■ **About this exercise**
Among the records below, find each line that includes the string "options" and copy it.

■ **Input material**
PR #767, opened 2019-11-11
refactor: Introduce - replace custom mock with gomock

soluchok:
* gomock instead of  custom mock (introduce protocol)

### DIFF
--- a/Makefile
+++ b/Makefile
@@ -39,7 +39,8 @@ license:
 	@scripts/check_license.sh
 
 .PHONY: unit-test
-unit-test: mocks
+unit-test:
+	@make -s mocks
 	@scripts/check_unit.sh
 
 .PHONY: bdd-test
@@ -120,8 +121,8 @@ comma:= ,
 semicolon:= ;
 
 define create_mock
-  mkdir -p $(1)/mocks && rm -rf $(1)/mocks/*
-  $(MOCKGEN) -destination $(1)/mocks/mocks.go -self_package mocks -package mocks $(PROJECT_ROOT)/$(1) $(subst $(semicolon),$(comma),$(2))
+  mkdir -p $(1)/gomocks && rm -rf $(1)/gomocks/*
+  $(MOCKGEN) -destination $(1)/gomocks/mocks.go -self_package mocks -package mocks $(PROJECT_ROOT)/$(1) $(subst $(semicolon),$(comma),$(2))
 endef
 
 build-mockgen:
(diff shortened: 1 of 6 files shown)


Makefile
```diff
@@ -130,7 +130,8 @@ build-mockgen:
 .PHONY: mocks
 mocks: build-mockgen
 	$(call create_mock,pkg/client/introduce,Provider)
-	$(call create_mock,pkg/didcomm/protocol/introduce,InvitationEnvelope)
+	$(call create_mock,pkg/didcomm/protocol/introduce,Provider;InvitationEnvelope)
```
fqutishat: we need to find way to clean mock file

fqutishat: currently we have mock folder in each sub package

rolsonquadras:
@soluchok a suggestion - Can we update the commit title to better align with the changes ie prefix with feature/protocol that we are changing ? eg. "refactor: Introduce - replace custom mock with gomock'. We use custom mocks in many places and the title without prefix might infer that we are replacing all of custom mocks with gomock.

Makefile
soluchok: sorry not sure I understand, I did not commit mock files, we only generate it on CI and local development (to run the tests). My point is to not commit mocks in the repository.

pkg/didcomm/protocol/introduce/service.go
```diff
@@ -85,19 +85,20 @@ type Service struct {
...
+	wg          sync.WaitGroup
 	stop        chan struct{}
 	closedMutex sync.Mutex
 	closed      bool
 }
 
-// provider contains dependencies for the DID exchange protocol and is typically created by using aries.Context()
-type provider interface {
+// Provider contains dependencies for the DID exchange protocol and is typically created by using aries.Context()
+type Provider interface {
```
rolsonquadras: Does this need to be exposed for gomocks ? just trying to understand the reason for this change.

soluchok: Yep

Makefile
troyronda: @soluchok make clean should ideally remove all generated and build artifacts.

soluchok: How about to replace it with `gomock` ? Or another name that is not so generic

soluchok: I thought all mocks are located here `aries-framework-go/pkg/internal/mock`

soluchok: @fqutishat @troyronda @rolsonquadras ^

Makefile
```diff
@@ -130,10 +130,15 @@ build-mockgen:
...
+	$(call create_mock,pkg/didcomm/dispatcher,Outbound)
 	$(call create_mock,pkg/storage,Provider;Store)
 	$(call create_mock,pkg/didcomm/common/service,DIDComm)
 
+.PHONY: clean-mocks
+clean-mocks:
```
fqutishat: Add clean-mocks to clean target

Makefile
fqutishat: looks good just add clean-mocks to clean target

Makefile
soluchok: there is an issue, looking for cause

PR #771, opened 2019-11-11
refactor: Combine WithPacker and WithInboundPackers

### LINKED ISSUE #764: Combine WithPacker options
- Instead of WithPacker and WithInboundPacker, just have WithPacker
- The first argument of WithPacker is required. It specifies the packer that will be used when initiating DID exchanges with a new party.
- The second argument is variadic. It specifies additional packers that are supported when other parties are initiating DID exchanges.

Moopli:
WithPacker now takes at least 1 Packer(Creator for framework).
The first Packer is used for outbound, all Packers are used for
inbound.

Fixes #764

### DIFF
--- a/pkg/didcomm/packager/package_test.go
+++ b/pkg/didcomm/packager/package_test.go
@@ -32,15 +32,15 @@ func TestBaseKMSInPackager_UnpackMessage(t *testing.T) {
 		require.NoError(t, err)
 
 		mockedProviders := &mockProvider{
-			storage:        nil,
-			kms:            w,
-			outboundPacker: nil,
-			packers:        nil,
+			storage:       nil,
+			kms:           w,
+			primaryPacker: nil,
+			packers:       nil,
 		}
 		testPacker, err := jwe.New(mockedProviders, jwe.XC20P)
 		require.NoError(t, err)
 
-		mockedProviders.outboundPacker = testPacker
+		mockedProviders.primaryPacker = testPacker
 		packager, err := New(mockedProviders)
 		require.NoError(t, err)
 		_, err = packager.UnpackMessage(nil)
@@ -55,15 +55,15 @@ func TestBaseKMSInPackager_UnpackMessage(t *testing.T) {
 		require.NoError(t, err)
 
 		mockedProviders := &mockProvider{
-			storage:        nil,
-			kms:            w,
-			outboundPacker: nil,
-			packers:        nil,
+			storage:       nil,
+			kms:           w,
+			primaryPacker: nil,
+			packers:       nil,
 		}
 		testPacker, err := jwe.New(mockedProviders, jwe.XC20P)
 		require.NoError(t, err)
 
-		mockedProviders.outboundPacker = testPacker
+		mockedProviders.primaryPacker = testPacker
 		packager, err := New(mockedProviders)
 		require.NoError(t, err)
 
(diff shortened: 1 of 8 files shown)


pkg/framework/context/context.go
```diff
@@ -232,9 +232,10 @@ func WithPackager(p commontransport.Packager) ProviderOption {
 }
 
 // WithPacker injects a Packer into the context as the outbound Packer
```
troyronda: Comment needs to be updated.

pkg/framework/aries/framework.go
```diff
@@ -170,20 +170,13 @@ func WithKMS(k api.KMSCreator) Option {
 	}
 }
 
-// WithPacker injects a Packer service to the Aries framework
-// to pack outbound messages and be available for unpacking inbound messages.
-func WithPacker(c packer.Creator) Option {
+// WithPacker injects Packer services to the Aries framework.
+// The first parameter is used for outbound and inbound messages,
+// and the optional additional packers are for inbound messages.
+func WithPacker(c packer.Creator, inboundPackers ...packer.Creator) Option {
```
Baha-sk: we should remove inbound/outbound words from packer

c is the default/primary packer for packing/unpacking

inboundPackers is a list of packers to accommodate different types of envelopes.. yes, initially for inbound envelopes, but if in future communications 2 agents talk to each other with a different type than the primary one defined in `c`, then a packer from this list should be referenced.

this is why the word `inbound` can be misleading

pkg/framework/aries/framework.go
```diff
@@ -170,20 +170,13 @@ func WithKMS(k api.KMSCreator) Option {
...
-		return nil
-	}
-}
-
-// WithInboundPackers injects a variable number of Packer services into the Aries framework
-// for unpacking inbound messages.
-func WithInboundPackers(packers ...packer.Creator) Option {
-	return func(opts *Aries) error {
-		opts.inboundPackerCreators = append(opts.inboundPackerCreators, packers...)
+		opts.inboundPackerCreators = append(opts.inboundPackerCreators, inboundPackers...)
```
Baha-sk: same here... I would remove `inbound` everywhere

pkg/framework/context/context.go
```diff
@@ -232,9 +232,10 @@ func WithPackager(p commontransport.Packager) ProviderOption {
...
-func WithPacker(p packer.Packer) ProviderOption {
+func WithPacker(p packer.Packer, inboundPackers ...packer.Packer) ProviderOption {
```
Baha-sk: remove `inbound`

pkg/framework/aries/framework.go
Moopli: Good point, I'll call them primary and additional packers.

pkg/framework/context/context.go
Moopli: done

pkg/didcomm/packager/package_test.go
```diff
@@ -289,6 +289,6 @@ func (m *mockProvider) InboundTransportEndpoint() string {
 	return "sample-endpoint.com"
 }
 
-func (m *mockProvider) Packer() packer.Packer {
-	return m.outboundPacker
+func (m *mockProvider) PrimaryPacker() packer.Packer {
+	return m.packer
```
Baha-sk: might as well call the member field `primaryPacker`

pkg/framework/context/context.go
```diff
@@ -231,18 +231,13 @@ func WithPackager(p commontransport.Packager) ProviderOption {
...
-		opts.packer = p
-		return nil
-	}
-}
-
-// WithInboundPackers injects a variable number of Packer services into the Aries framework
-func WithInboundPackers(packers ...packer.Packer) ProviderOption {
-	return func(opts *Provider) error {
-		opts.inboundPackers = append(opts.inboundPackers, packers...)
+		opts.packer = primary
```
Baha-sk: thinking about this.. primaryPacker is not optional.. it is mandatory
or we can say it's mandatory if WithPackers() is not used

another thought:
If WithPacker is not set and WithPackers is set, then use the first packer in the WithPackers list as primary packer. There must always be one packer created regardless if both With options were used or not (hence fallback to default packer).

Moopli: There should be no more `WithPackers()` - `WithPacker()` takes extra packers as variadic args after the primary one.

pkg/didcomm/packager/package_test.go
Moopli: Done

pkg/framework/context/context.go
Moopli: done

pkg/didcomm/packager/package_test.go
Moopli: done

PR #3590, opened 2023-05-18
refactor: move presexch to component/models, VDR to component/vdr.

Moopli:


rolsonquadras (approved):

component/vdr/mock/mock_vdr.go
```diff
@@ -0,0 +1,75 @@
...
+package mock
+
+import (
+	"github.com/hyperledger/aries-framework-go/component/models/did"
+	vdrapi "github.com/hyperledger/aries-framework-go/spi/vdr"
+)
+
+// MockVDR mock implementation of vdr
+// to be used only for unit tests.
+type MockVDR struct { // nolint: golint // ignore stutter
```
DRK3, line 16: Similar comment as above - can be changed to simply `VDR` to avoid the stutter

pkg/doc/presexch/models.go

■ **Solution below**
### LINKED ISSUE #764: Combine WithPacker options
If WithPacker is not set and WithPackers is set, then use the first packer in the WithPackers list as primary packer. There must always be one packer created regardless if both With options were used or not (hence fallback to default packer).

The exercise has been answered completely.